As the temperature rises, your running doesn’t need to stop. With some planning ahead, your training can continue throughout the summer.

Running in hot temperatures can have several effects on the body:

  1. Increased Heart Rate: The heart works harder to pump blood to the skin for cooling. This can make an easy pace seem like more effort than it does on a cooler day.
  2. Dehydration: Sweating increases, leading to fluid loss and potential dehydration.
  3. Elevated Core Body Temperature: The body’s internal temperature rises, risking heat-related illnesses like heat exhaustion or heat stroke.
  4. Electrolyte Imbalance: Loss of electrolytes through sweat can lead to muscle cramps and fatigue.
  5. Reduced Performance: Higher temperatures can decrease endurance and overall running performance.
  6. Increased Perceived Exertion: Running feels harder and more tiring due to the body's efforts to cool down.
  7. Risk of Heat Rash: Excessive sweating can cause skin irritation and heat rash. I chafe in areas that aren't a problem in cooler temperatures when I'm running in the heat.
  8. Altered Blood Flow: More blood flows to the skin for cooling, reducing the supply to muscles and organs.
  9. Mental Fatigue: The discomfort and stress of running in heat can lead to mental fatigue and decreased motivation. It can feel discouraging to be struggling at an 'easier' pace!
Rehydrating quickly and effectively after running in the heat is important! A quick protein shake can work wonders to helping your body recover. Bulk protein powders are one of my favourites to use with their huge range of flavours. I find the texture smoother than others I have tried!
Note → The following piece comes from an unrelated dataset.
PR #8003, opened 2024-08-15
Add warning if opacity of volume layer is zero

### LINKED ISSUE #7407: Add warning icon to layer if it's visible, but opacity is 0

5 top tips for running in the summer heat

Here are our tips for running in the summer heat:

1. Hydration!

Your body sweats more, meaning you lose more fluids and electrolytes, as the temperature increases. Focus on your hydration and taking in more fluids to counter this if you are running when it is hot.

Focus on your hydration before, during and after your run.
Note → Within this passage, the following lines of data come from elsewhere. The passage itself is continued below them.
PR #8006, opened 2024-08-16
add links for skipped tasks in voxelytics workflow reports

### LINKED ISSUE #7080: Display existing artifacts for skipped tasks in voxelytics reports
## Detailed Description

Consider the case where artifact A is computed by workflow A. Then, there is a workflow B which reuses artifact A, but continues differently. Currently, the output paths, logs, and statistics for artifact A are only displayed in the voxelytics report for workflow A. It would be very helpful if it would also be displayed in the report for workflow B.

Apart from artifact reuse, this issue also occurs when iterating on a workflow. Every time a name is changed or another task is added to the workflow, a new voxelytics report is created losing all information about previously computed artifacts.

Displaying the logs and statistics for artifacts computed in another workflow could be challenging, because they exist per-run and there is a global run selection. One idea would be to only show the output paths for existing artifacts for skipped tasks and then link to the original workflow report where the logs and stats can be inspected.

normanrz:
This PR (finally) adds links for skipped tasks in the workflow reports to the workflows/runs where the artifacts were produced. The artifact information is also shown inline.
Screenshot 2024-08-16 at 21 30 36

### Steps to test:
- Get 2 workflows, 1 that has just the first few tasks and a second that appends more tasks
- Run the first workflow; then, run the second workflow skipping the existing tasks
- Look at the workflow report of the second workflow

### Issues:
- fixes #7080

------


app/models/voxelytics/VoxelyticsDAO.scala
```diff
@@ -134,10 +137,24 @@ class VoxelyticsDAO @Inject()(sqlClient: SqlClient)(implicit ec: ExecutionContex
...
           a.version,
           a.metadata,
-          t.name AS taskName
+          t.name AS taskName,
+          o.workflow_hash AS other_workflow_hash,
+          o._run AS other_run
         FROM webknossos.voxelytics_artifacts a
         JOIN latest_complete_tasks t ON t._id = a._task
-        """.as[(String, String, String, String, Long, Long, String, String, String)])
+        LEFT JOIN ( -- when the task is skipped, the artifact from the producing task run is joined for linking
```
fm3, line 145: please add the discussed distinct constraint to the schema, and a comment here explaining how the fanout effect is prevented (joining at most one item, due to the distinct constraint)

fm3 (commented):
Looking good already :)

fm3 (commented):
Works for me and backend looks good :)
Waiting for final approval from @daniel-wer 

Maybe a tooltip on the links to the “foreign workflow” would be nice, but not super important

daniel-wer (approved):
Spectacular :tada: This already made my week and is going to be very helpful in the future :)

Should I retest this somehow or do you think it's fine to test this in prod using the real-world reports?

How does this affect the file size shown next to a workflow in the workflow list? Same for the "Show Disk Usage of Artifacts" modal that can be displayed from within a report? I don't have a strong opinion on which way it should be counted, but I'd like to at least document the current behavior in this PR.

normanrz:
> How does this affect the file size shown next to a workflow in the workflow list? Same for the "Show Disk Usage of Artifacts" modal that can be displayed from within a report? I don't have a strong opinion on which way it should be counted, but I'd like to at least document the current behavior in this PR.

The storage display in the workflow list is not affected by this change. I think that makes sense. Only artifacts that are produced by that particular workflow are counted.

The "Show Disk Usage of Artifacts" would show include the foreign artifacts. Should I filter them out for consistency?

daniel-wer:
> The "Show Disk Usage of Artifacts" would show include the foreign artifacts. Should I filter them out for consistency?

I'd say it's ok as it is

Tip for running in the summer - stay hydrated!

2. Avoid mid day

Avoid running in the midday sun whenever possible. Early morning and evening runs will allow you to miss the hottest period of the day.

Generally, temperatures are at the warmest between 12:00-17:00, so aim to run before or after this period when it is cooler.

3. Wear the shorts!

Even if you feel chilly at the start of your run, you will warm up quickly as the temperatures rise.

Avoiding wearing clothing too warm for the weather will allow heat to escape through your skin which is important for keeping your heart rate lower and your body more comfortable.

My favourite shorts to wear are Sweaty Betty power shorts. They have a side pocket large enough for my phone as well as a zipper pocket in the back for my keys.

4. Start slowly

Starting to run slowly in hot weather helps your body gradually acclimate to the increased temperature, reducing the risk of heat-related illnesses. It allows you to monitor how your body responds to the heat, preventing overexertion and dehydration.

5. Watch your speed

Running in the heat is challenging! Be patient and respect the temperature by slowing down.

A slower pace conserves energy and makes it easier to maintain proper hydration levels throughout your run.